Data2Story won all five categories. The biggest lead was in transparency, at +1.49 on a seven-point scale. Overall, 74 percent preferred the agent article, 25 percent the human version, and 2 percent called it a draw.
By source, the picture shifts. The agent won clearly in data-heavy Economist briefings and TidyTuesday pieces. Against Pudding reports, which design teams often spend weeks crafting, it was a statistical tie. The agent couldn't beat handcrafted presentation.
When measuring which statements from the human-written article also appear in the agent-generated article, Data2Story covers about half. Conversely, only 35 percent of the agent’s statements are found in the human text.

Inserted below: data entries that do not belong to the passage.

PR #69, opened 2021-03-10
PF-468 Add GoogleAiNotebookUid to the cloud resources uids.

wchamber:
Adding this first to update the Janitor and its client library to use in clean up when creating AI notebook instances.

### DIFF
--- a/cloud-resource-schema/src/main/resources/cloud_resources_uid.yaml
+++ b/cloud-resource-schema/src/main/resources/cloud_resources_uid.yaml
@@ -10,7 +10,7 @@ paths: {}
 
 components:
   schemas:
-    GoogleAiNotebookUid:
+    GoogleAiNotebookInstanceUid:
       type: object
       required:
         - projectId
@@ -21,8 +21,10 @@ components:
           type: string
         location:
           type: string
+          description: The location of the instance, e.g. 'uswest1-b'.
         instanceId:
           type: string
+          description: The user-provided instance id to identify the instance.
     GoogleBigQueryDatasetUid:
       type: object
       required:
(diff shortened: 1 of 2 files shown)


cloud-resource-schema/src/main/resources/cloud_resources_uid.yaml
```diff
@@ -10,6 +10,19 @@ paths: {}
...
+      required:
+        - projectId
+        - location
+        - instanceId
+      properties:
+        projectId:
+          type: string
+        location:
+          type: string
+        instanceId:
```
jaycarlton, line 24: maybe add descriptions to these. I'm not familiar with the instance ID format.

jaycarlton (approved):

cloud-resource-schema/src/main/resources/cloud_resources_uid.yaml
wchamber: took a stab, ptal. Like most things in CRL, needs some knowledge of the underlying objects https://cloud.google.com/ai-platform/notebooks/docs/reference/rest/v1/projects.locations.instances

yonghaoy (approved):

yonghaoy (commented):
And also bump schema version

cloud-resource-schema/src/main/resources/cloud_resources_uid.yaml
jaycarlton: thanks

wchamber:
> And also bump schema version

sync'd offline, that's the `cloud-resource-schema/gradle.properties` which we are updating.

The agent adds plenty of its own angles but only partly captures the editorial core. The gap is widest in short, formulaic Economist briefings, where the agent reproduces 73 percent of human findings, likely because those texts hew closely to standard statistics the agent calculates anyway.
Where humans still win
The researchers flag three areas where human authors stay ahead. On editorial perspective, reporters explain things the data can't. A Repair Cafe report traces low repair rates to manufacturers of phones, cars, and tractors deliberately blocking access to diagnostic tools and parts. That's a theory grounded in reporting, not data. The agent shows what breaks, but the "why" stays hidden.
On creative design, a Pudding piece on stand-up comedy turns the full transcript of an Ali Wong show into a user interface. Next to each line sits a circle sized to the length of the laugh. For the same content, the agent just embeds a static YouTube thumbnail.
On dense single graphics, an Economist visualization on the space race layers government and commercial providers, success rates, and annotations into one image. The agent scatters the same data across several charts, and the main point gets lost.
A collaborator, not a replacement
The authors frame Data2Story as a newsroom tool. Humans bring perspective and reporting, agents handle computation, graphics, and machine-verifiable sourcing.
It could prove most useful for topics newsrooms can't cover for lack of capacity, niche datasets that would otherwise never become a readable story. One limitation is that Data2Story currently runs on full autopilot. A version with human-in-the-loop feedback is left for future work. The site is live at data2story.github.io, and the code is on GitHub.
Machine-verifiability is exactly where current AI systems keep stumbling. A recent Peking University benchmark found that leading models often give the right answer in document analysis but cite the wrong sources, a problem the researchers call "attribution hallucination."
Another study suggests AI search agents often don't research at all but mostly confirm what they already know from training. Data2Story tries to close this gap by having the analyst calculate figures with runnable code instead of guessing and having the Inspector link every statement to its source. Perplexity takes a similar tack with "Search as Code," where models write their own web searches instead of calling a black-box API.